- Medium: It contributes to significant difficulty to complete my task, but I can work around it.
Hey guys, correct me, If I am not right.
During distributed training, before optimization step, we aggregate all gradients from GPU workers into one head node’s GPU-worker(let’s call it main GPU) in order to average them and send back to every worker. Thus, “main GPU’s” memory consumption will be higher, than for the rest workers.
I have a next situation: If I train model on single instance (4xv100), than on each worker I can put training batch of size 2. But, If i train model on multiple instances via ray (4x4xv100), than I cannot use batch of size 2, because main GPU due to higher memory consumption gets OOM error, thus I should set batch size = 1 and get workers’
under-utilization (in terms of memory).
Question: Is there any workaround or best-practices for such situation?
P.S. This is an example of main GPU’s memory over-consumption and resulted overall GPUs under-utilization (in terms of memory).
Hey @Mykyta_Alekseiev, what Ray/training libraries are you using?
Hey @matthewdeng , thanks for your attention!
I am using RaySGDv1 with torch and nccl backend.
ray version: 1.12.1
I ran scripts from tutorial on my cluster with old and new version of RaySGD and got different GPU memory utilization patterns.
Getting Started with Distributed Machine Learning with PyTorch and Ray | by Michael Galarnyk | Distributed Computing with Ray | Medium (RaySDGv1)
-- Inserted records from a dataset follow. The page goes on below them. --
PR #975, opened 2021-11-17
SPRO-131: Adding support for Alcatel models

gerardozaratem:
New models and new brand added.
Brand added: Alcatel
Models added: Myraid M3, Myraid M5, Myraid M7, Halo H3G, Halo H6


azefiel (approved):
Looks good, merge away!

PR #976, opened 2021-11-24
[5.0] SPRO-78: Adds Grandstream HT8xx

plau:


vlad88sv:
@plau could you please re-send it with a fixed name in the branch name? it has  `5.0]SPRO-78 `right now and that may affect the build process. Thank you

PR #983, opened 2021-12-07
SPRO-131: Adding image for Alcatel Halo H3P model

gerardozaratem:
Adding image for additional Alcatel model (Halo H3P)


pcandia (approved):
lgtm, no comments to add

PR #991, opened 2022-01-24
SPRO-107: adds images for missing grp26xx models

plau:


azefiel (commented):
Just wanted to make sure that 5.0 was open for non-fix merges?

PR #997, opened 2022-03-07
SPRO-131: Updating images for models in the ALE Myriad family 

gerardozaratem:
Updating images for model Myriad M3, M5 and M7


azefiel (approved):
Nice catch, realizing I didn't notice the typo on the original review either 🙏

train_fashion_mnist_example — Ray 1.12.1
So I have two questions:
- Am I right, that RaySGDv1 uses DataParallel? Because we can see that separate GPU on head node utilizes more memory, than other GPU-workers;
- Why, when using RaySGDv2, we don’t have uniform memory distribution between all worker-GPUs across cluster? Is it normal behaviour?
Both are using
DistributedDataParallel (RaySGDv1 is deprecated).
I would say this behavior is a bit unexpected - my guess is that PyTorch defaults to additional loading of data into GPU 0, but it’s not clear why.
Can you try printing
ray.train.torch.get_device() at the start of the training function? This will show the device ID that the dataloader and model are being moved to.
This prints me all possible device IDs:
(BaseWorkerMixin pid=27832) cuda:1
(BaseWorkerMixin pid=27831) cuda:0
(BaseWorkerMixin pid=23773, ip=10.140.0.81) cuda:0
(BaseWorkerMixin pid=23776, ip=10.140.0.81) cuda:1
Moreover, I ran new training with more workers and output nvidia-smi. We can some additional processes are taking memory from  GPU.
Full processes name:
Here is an additional output from dashboard:
Hey @Mykyta_Alekseiev, for the most recent screenshots that you posted, what code are you running? Is this still the train_fashion_mnist_example — Ray 1.12.1 with no modifications? What flags are you providing when you run the script?
Also, what pytorch version are you using?